## ACTIVITY
In the entries below, every line with the string "server" is to be reported.

Stored items:

PR #134, opened 2015-03-09
(fix) SD-1723

sivakuna-aap:
[SD-1723] A combination of privileges gives unclear error.
Modified SuperdeskAPIError.__str__() in errors.py module to return error code and message, which is sometimes sent to client as part of response. This will enhance the user experience to see what exactly went wrong. To put it in simple words the error message is changed from "Error:403" to "Error: 403: Unauthorized to modify unique name".

### DIFF
--- a/server/superdesk/errors.py
+++ b/server/superdesk/errors.py
@@ -81,7 +81,7 @@ class SuperdeskApiError(SuperdeskError):
         return rv
 
     def __str__(self):
-        return repr(self.status_code)
+        return "{}: {}".format(repr(self.status_code), self.message)
 
     @classmethod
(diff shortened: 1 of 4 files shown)


server/superdesk/errors.py
```diff
@@ -81,7 +81,7 @@ def to_dict(self):
         return rv
 
     def __str__(self):
-        return repr(self.status_code)
+        return "{}: {}".format(repr(self.status_code), self.message)
```
amagdas: :100:

amagdas:
:+1:

ioanpocol:
:+1:

PR #137, opened 2015-03-09
 refactor(packages) - remove "packages" endpoint, use "archive" instead

ioanpocol:
On PR #108 disabled package related e2e test, until it will be fixed by https://github.com/superdesk/superdesk/pull/101


ioanpocol:
:+1:

amagdas:
Actually only one more test was failing, this is good as well.

petrjasek:
:+1:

## TASK OUTPUT
--- a/server/superdesk/errors.py
+++ b/server/superdesk/errors.py
server/superdesk/errors.py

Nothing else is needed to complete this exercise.